Ban was responding to a letter penned earlier this year by students at the AMIT Lehava Ulpena, an all girls' school in Kdumim, who called on the secretary-general to denounce the attack. 
"No child should ever have to endure such a horrendous experience and no child should have to share the grief of a friend's pain," he wrote. 
Ban said he was "deeply saddened to learn of the attack," falling just short of naming it a terrorist attack. 
“I always raise my voice to condemn any act of violence against civilians, in particular children, which can never be justified,” he wrote.  “The United Nations system, including my Special Representative for Children and Armed Conflict, the office of the High Commissioner for Human Rights and the United Nations Children's Fund, is fully mobilized to confront and try to prevent acts of violence against Israeli and Palestinian children alike.”
Ban called on both sides to implement a two-State solution through a "negotiated settlement" which he said was the only way to bring “peace and security” to both sides.  
"It is my fervent hope that your generation will grow up to live in a safe, secure environment where no one will suffer such intolerable, senseless violence," he wrote to the girls.
Ban’s letter fell short of the expectation by the girls’ letter, signed by more than 1000 students, calling on the secretary general to condemn the attack and to condemn the burning of children worldwide.

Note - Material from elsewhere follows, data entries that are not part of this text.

PR #1824, opened 2021-11-09
Option to emit string union instead of enum

daniel-ro-github:
In emitEnum on line 310, we'd like this to output string union instead of enum type. Is there an option which supports this?
Could we create a pr to update this behavior?

Thanks in advance!

cc @schani, @mamantoha , @jnpdx , @uhop , @proppy


talks2much:
Nobody.

clystian:
@daniel-ro-github 

I think it isn't not recommended to create a commit with a suggested feature

> In emitEnum on line 310, we'd like this to output string union instead of enum type. Is there an option which supports this?

No, string union type for typescript enum structure isn't supported

> Could we create a pr to update this behavior?

Yeah, you can create code and PR with implemented behavior you want, that will be tested by CI inicially

zardoy:
@clystian

> No, string union type for typescript enum structure isn't supported

But why? It is possible, I'm using a workaround to get them even inline. Inline enums look much more better. Always wanted to have this!: https://github.com/zardoy/vscode-framework/blob/3ac2146c53831fccfe20f9f6f7a85c2e17153d96/integration-tests/fixture-snapshots/vscode-gitlens/src-generated-bare.ts#L464-L468

btw I'm surprised how well my workaround works.

Beat-YT:
#1824 1789

dvdsgl:
Great idea! Please try to implement it but this PR only contains comments.

PR #1838, opened 2021-11-28
golang: enable toDict/fromDict like python

mabels:
I enhance the golang implemtation to enable an abstract type handling.
Abstract means the json serializer is not the central part of binding between the serialized value and the internal golang type representation.
This enables to use quicktype to use for example with a protobuf implemtation. Or to use quicktype nested types without multiple serialization and deserialization.


schani:
@mabels Apologies!  Could you please rebase/merge the latest `master` so that CI can run, and remote the changes to `package.json` and `package-lock.json`?  I don't think those are necessary.

mabels:
I just rebaseed it again.
I added the vercel ncc tool to build a one jsfile quicktype cli. Which i used during development.
I won't like to remove it makes the usage and debugging much easier.

thx

schani:
If you'd like to add ncc and change the Dockerfile, please make separate PRs for those.  As it is, your changes to both make CI fail - `elm-make` isn't available anymore because you updated elm, and I don't know what the Swift change will do.

Also, your changes make Go tests fail: https://buildkite.com/typeguard/quicktype-pr/builds/1617#484a736e-1075-4fe3-ae9b-8390615af370

mabels:
I will have a reorganize my changes to enable a better intergration.

meno

PR #1893, opened 2022-02-23
Fix an issue that some Rust options were not available.

nazo6:
#1496 added a new option to support Rust 2018 Edition, but it doesn't seem to be published successfully. This PR fixes it.


john-michaelburke:
+1 Any chance an owner could look into this? @schani

PR #1917, opened 2022-03-29
Add gson serialization for kotlin

matsjoe:
Adds gson as framework for kotlin.


matsjoe:
Nvm build keeps failing on existing code. I hoped to add some functionality but that is quite annoying this way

"It is good and important that the UN Secretary General condemned the attack. I is a shame though that it only happened following our letter and not beforehand," Chana Alster the student who led the initiative said on Thursday.
"We are sorry that he believes that in order to save the lives of children in this region two states need to be established and for that, to remove us from our homes," she said.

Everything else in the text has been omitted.